ABOUT THIS TASK: Where in the data below does the word "gets" appear? Copy every line that has it.

Top of DATA PROVIDED

PR #574, opened 2026-08-26
flaky tests: do not abort a statement when a deletion-queue path is already queued

sfc-gh-mslot:

Two different CI failures, one root cause:

- [run 32732142779](https://github.com/Snowflake-Labs/pg_lake/actions/runs/32732142779) — `test_different_table_types.py`, where a `DROP SCHEMA ... CASCADE` aborted
- [run 32473112918](https://github.com/Snowflake-Labs/pg_lake/actions/runs/32473112918) — `test_writable_rest.py::test_writable_rest_basic_flow`, where a plain `COMMIT` after an `INSERT` aborted

Both with:

```
psycopg2.errors.UniqueViolation: duplicate key value violates unique constraint "deletion_queue_pkey"
```

Each passed on a re-run of the same commit.

### Root cause

`InsertDeletionQueueRecordExtended()` does a plain `INSERT` into `lake_engine.deletion_queue`, whose primary key is `path`. But the queue is a *set* of paths, and paths legitimately repeat:

- the metadata location a write is based on can still be the location the catalog reports afterwards, so the same `metadata.json` gets queued twice
- `previous_metadata` rotation queues a path that a later `DROP` queues again
- two dropped tables can share a file

Because every caller runs inside user DML and DDL, the duplicate doesn't just fail the enqueue — it aborts the user's statement, over a file that is *already* scheduled for deletion. That's the `DROP SCHEMA CASCADE` failure and the `COMMIT` failure above.

It's timing-dependent (hence flaky) because whether the two paths collide depends on whether a catalog interaction landed between the two enqueues.

`ExpandMetadataResolveRecord()` in the same file already hit this and already handles it with `ON CONFLICT (path)`, with a comment saying a plain `INSERT` would hit the primary key and abort. The other path never got the same treatment.

### Fix

Make the enqueue idempotent with `ON CONFLICT (path) DO UPDATE ... WHERE excluded.resolve_metadata`:

- an ordinary duplicate is a no-op, keeping the existing row's `orphaned_at` (its retention window is already partly served, so this is the conservative choice)
- when the caller is queueing a `resolve_metadata` row, the existing row is *upgraded* to one. A deferred drop must still have VACUUM resolve the `metadata.json` into the files it references; silently discarding that intent would leak every one of them.

### Testing

Two regression tests in `test_drop_table.py`:

- `test_drop_when_a_referenced_file_is_already_queued` — a `DROP` whose `metadata.json` is already queued as a plain row
- `test_deferred_drop_upgrades_an_already_queued_metadata` — a deferred drop that has to upgrade an already-queued plain row, and still resolves and deletes the data files rather than leaking them

Both reproduce the CI signature without the fix (`duplicate key value violates unique constraint "deletion_queue_pkey"`) and pass with it. Full local runs against PG 18: `test_drop_table.py` 24 passed, plus `test_deletion_queue_batching.py`, `test_vacuum_failure.py`, `test_iceberg_remove_unreferenced_files.py` and `test_writable_iceberg.py` green.

Nothing skipped or weakened — the tests still assert the files are queued and that VACUUM drains them.

### DIFF
--- a/pg_lake_engine/src/cleanup/deletion_queue.c
+++ b/pg_lake_engine/src/cleanup/deletion_queue.c
@@ -579,6 +579,21 @@ InsertMetadataResolveRecord(char *metadataPath, Oid relationId, TimestampTz orph
 * a record into the deletion queue. is_prefix marks a whole-prefix delete and
 * resolve_metadata marks a metadata.json to be resolved into referenced files
 * by VACUUM; the two are mutually exclusive.
+*
+* The queue is a set of paths, so queueing a path that is already queued has
+* to be a no-op rather than a primary key violation: the callers run inside
+* user DML and DDL, and a duplicate would abort the user's statement (an
+* INSERT into a writable REST catalog table, a DROP TABLE) over a file that is
+* already scheduled for deletion. Paths repeat for several reasons -- the
+* metadata location a write is based on can still be the location the catalog
+* reports afterwards, previous_metadata rotation can queue a path a later drop
+* queues again, and two dropped tables can share a file.
+*
+* ON CONFLICT (path) DO UPDATE ... WHERE excluded.resolve_metadata keeps the
+* existing row's retention in every ordinary case, and upgrades it to a
+* resolve_metadata row when that is what the caller is queueing: a deferred
+* drop must still have VACUUM resolve the metadata.json into the files it
+* references, and silently dropping that intent would leak them.
 */
 void
 InsertDeletionQueueRecordExtended(char *path, Oid relationId, TimestampTz orphanedAt,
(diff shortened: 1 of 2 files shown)


sfc-gh-mslot:
> Root cause  InsertDeletionQueueRecordExtended() does a plain INSERT into lake_engine.deletion_queue, whose primary key is path.

So far we've been reluctant to apply this fix because the actual root cause is a sequence of events that leads us to insert the same URL twice. That suggests, for instance, the write to the REST catalog failed, which implies that the URL is still in use the second time, and should not have been added to the deletion queue. Closing for now until we have more time to spend on REST writes.

PR #575, opened 2026-08-26
flaky tests: do not start a database starter into a concurrent DROP

sfc-gh-mslot:

[Run 32712707500](https://github.com/Snowflake-Labs/pg_lake/actions/runs/32712707500), job `18_test-check-pg-lake-table (17, check-pg_lake_table, 4)`:

```
psycopg2.errors.ObjectInUse: database "sec_dollar_dst_db" is being accessed by other users
DETAIL:  There is 1 other session using the database.
STATEMENT:  DROP DATABASE IF EXISTS sec_dollar_dst_db WITH (FORCE);
```

It passed on a re-run of the same commit. Any test that drops a database can hit this; the failing test just happened to be the one.

### Root cause

The server starter's log for that job says who the "1 other session" was:

```
09:57:21.916 [141921] FATAL:  terminating background worker "pg base extension worker" due to administrator command
09:57:21.916 [491]    LOG:  starting pg base extension database starter in database sec_dollar_dst_db
09:57:26.922 [141856] ERROR:  database "sec_dollar_dst_db" is being accessed by other users
09:57:26.923 [141974] LOG:  pg_extension_base database starter for database sec_dollar_dst_db started
```

A database starter, launched *into* the `DROP DATABASE` that was already running.

`StartDatabaseStarter()` takes the database starter lock conditionally (`waitForLock = false`) before launching one, but discarded the result and proceeded either way — and then cleared `needsRestart`. `DROP DATABASE` holds that same lock in `ExclusiveLock` mode for the duration of its transaction, i.e. while it SIGTERMs the sessions in the database and waits ~5s for them to go away. So:

1. the drop's `PrepareForDrop()` stops the base workers, sets `needsRestart`, and signals the server starter
2. the server starter launches a database starter for the database being dropped
3. that starter connects to the database — it is now one of the sessions the drop is waiting for — and blocks on the lock the drop holds
4. `WITH (FORCE)` does not break the deadlock: the starter connected after the SIGTERM sweep, and even if it had not, `HandleSigterm` only sets a flag that a process waiting for a lock never gets to look at
5. the drop gives up after 5s with `ObjectInUse`

Timing-dependent, hence flaky: the starter has to connect inside the drop's wait window.

### Fix

Three parts, all in `base_worker_launcher.c`:

- **Honour the conditional lock.** Return early when it is not available, *before* touching the shared entry, which leaves `needsRestart` set for the next iteration. A drop signals the server starter when its transaction ends either way, so nothing is lost. `CREATE EXTENSION` takes `ShareLock` and so still does not make us back off.
- **`die` on a SIGTERM received during startup**, and only switch to the flag-based `HandleSigterm` once the main loop (which checks the flag every iteration) is reached. Base workers already do exactly this. This closes the window where a starter that connected just before the SIGTERM sweep keeps the database busy anyway.
- **Wake the server starter after the transaction's locks are released**, from the after-locks resource release phase rather than from a transaction callback. `XACT_EVENT_COMMIT`/`ABORT` fire before `ProcReleaseLocks()`, so the wake-up a drop sends there arrives while it still holds the lock — with the first change in place that wake-up would be wasted and recovery would wait for the next regular poll instead.

### Testing

`test_no_starter_connects_while_a_drop_holds_the_lock` in `test_base_worker_launcher.py` holds the lock with an uncommitted `DROP EXTENSION` (a `DROP DATABASE` cannot run in a transaction block), forces a server starter iteration with a `CREATE DATABASE`, and asserts no backend appears in the locked database. Without the fix it reproduces the bug — a starter connects (`assert 1 == 0`); with it, the count stays 0. It then rolls back and asserts the worker comes back, so backing off cannot be "fixed" by dropping the pending restart.

`pg_extension_base` pytests: 67 passed on unmodified `main`, 68 passed with the change, four consecutive runs.

Nothing was skipped or weakened. One thing I deliberately left alone: `ComputeNextWakeTimeMs()` seeds `minSleepMs` from `WorkerStarterSleepTimeSec` without converting seconds to milliseconds, so the server starter polls every 100 ms instead of every 10 s. That is why this race was reachable at all, but the poll interval is not the bug and changing it would only make the window smaller.

### DIFF
--- a/pg_extension_base/tests/pytests/test_base_worker_launcher.py
+++ b/pg_extension_base/tests/pytests/test_base_worker_launcher.py
@@ -368,6 +368,88 @@ def test_failed_drop_database(superuser_conn):
     superuser_conn.autocommit = False
 
 
+def count_other_backends_in_database(conn, datname, own_pid):
+    query = f"""
+        SELECT count(*) FROM pg_stat_activity
+        WHERE datname = '{datname}' AND pid <> {own_pid}
+    """
+    return run_query(query, conn)[0]["count"]
+
+
+def test_no_starter_connects_while_a_drop_holds_the_lock(superuser_conn):
+    """A DROP that stops the workers of a database also blocks new database
+    starters for it until it is done.
+
+    Otherwise the server starter connects a database starter to a database that
+    a concurrent DROP DATABASE is waiting to become idle. The starter then
+    blocks on the same lock the DROP holds, and because it counts as a session
+    in the database, the DROP fails with "database is being accessed by other
+    users" once it stops waiting -- FORCE does not help, since the SIGTERM it
+    sends only sets a flag that a starter waiting for a lock cannot act on.
+
+    We hold the lock with an uncommitted DROP EXTENSION rather than with a
+    DROP DATABASE, which cannot run inside a transaction block.
+    """
+    superuser_conn.autocommit = True
+
+    run_command("CREATE DATABASE other", superuser_conn)
+
+    other_conn_str = f"dbname=other user={server_params.PG_USER} password={server_params.PG_PASSWORD} port={server_params.PG_PORT} host={server_params.PG_HOST}"
+    other_conn = psycopg2.connect(other_conn_str)
+    run_command("CREATE EXTENSION pg_extension_base_test_scheduler CASCADE", other_conn)
+    other_conn.commit()
+
+    assert (
+        wait_until_equal(lambda: count_pg_extension_base_workers(superuser_conn), 1)
+        == 1
+    )
+
+    other_pid = run_query("SELECT pg_backend_pid()", other_conn)[0]["pg_backend_pid"]
+
+    # take the lock and mark the database starter for restart, without
+    # committing, which is the state a DROP DATABASE is in while it waits
+    run_command("DROP EXTENSION pg_extension_base_test_scheduler CASCADE", other_conn)
+
+    # CREATE DATABASE wakes up the server starter, so it iterates over the
+    # databases while we hold the lock rather than at its own pace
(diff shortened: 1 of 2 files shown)


pg_extension_base/tests/pytests/test_base_worker_launcher.py
```diff
@@ -368,6 +368,88 @@ def test_failed_drop_database(superuser_conn):
...
+
+    Otherwise the server starter connects a database starter to a database that
+    a concurrent DROP DATABASE is waiting to become idle. The starter then
+    blocks on the same lock the DROP holds, and because it counts as a session
+    in the database, the DROP fails with "database is being accessed by other
+    users" once it stops waiting -- FORCE does not help, since the SIGTERM it
+    sends only sets a flag that a starter waiting for a lock cannot act on.
+
+    We hold the lock with an uncommitted DROP EXTENSION rather than with a
+    DROP DATABASE, which cannot run inside a transaction block.
```
sfc-gh-okalaci, line 391: the test is good for the lock, but it never does `DROP DATABASE`. the flake is `DROP DATABASE ... WITH (FORCE)` failing because a starter connects after the SIGTERM sweep, and `die` is the part that covers that.

can we add one that actually drops? keep a live connection in `other`, from another session do `CREATE DATABASE` to wake the starter, then `DROP DATABASE other WITH (FORCE)` and assert it succeeds. without the `die` change that is the original `ObjectInUse`.

sfc-gh-okalaci (approved):
looks right. the postgres ordering matches: honour the conditional lock, `die` until the main loop so a lock wait is interruptible, and wake after `ProcReleaseLocks()`. that closes the `DROP DATABASE WITH (FORCE)` race, not just the flake.

Issue #559, opened 2026-08-24
COPY/INSERT into Iceberg tables is ~10-35× slower for `numeric` columns than `double precision` — per-value conversion instead of columnar pass-through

Bottom of DATA PROVIDED

RESPONSE TO THIS TASK:
- the metadata location a write is based on can still be the location the catalog reports afterwards, so the same `metadata.json` gets queued twice
4. `WITH (FORCE)` does not break the deadlock: the starter connected after the SIGTERM sweep, and even if it had not, `HandleSigterm` only sets a flag that a process waiting for a lock never gets to look at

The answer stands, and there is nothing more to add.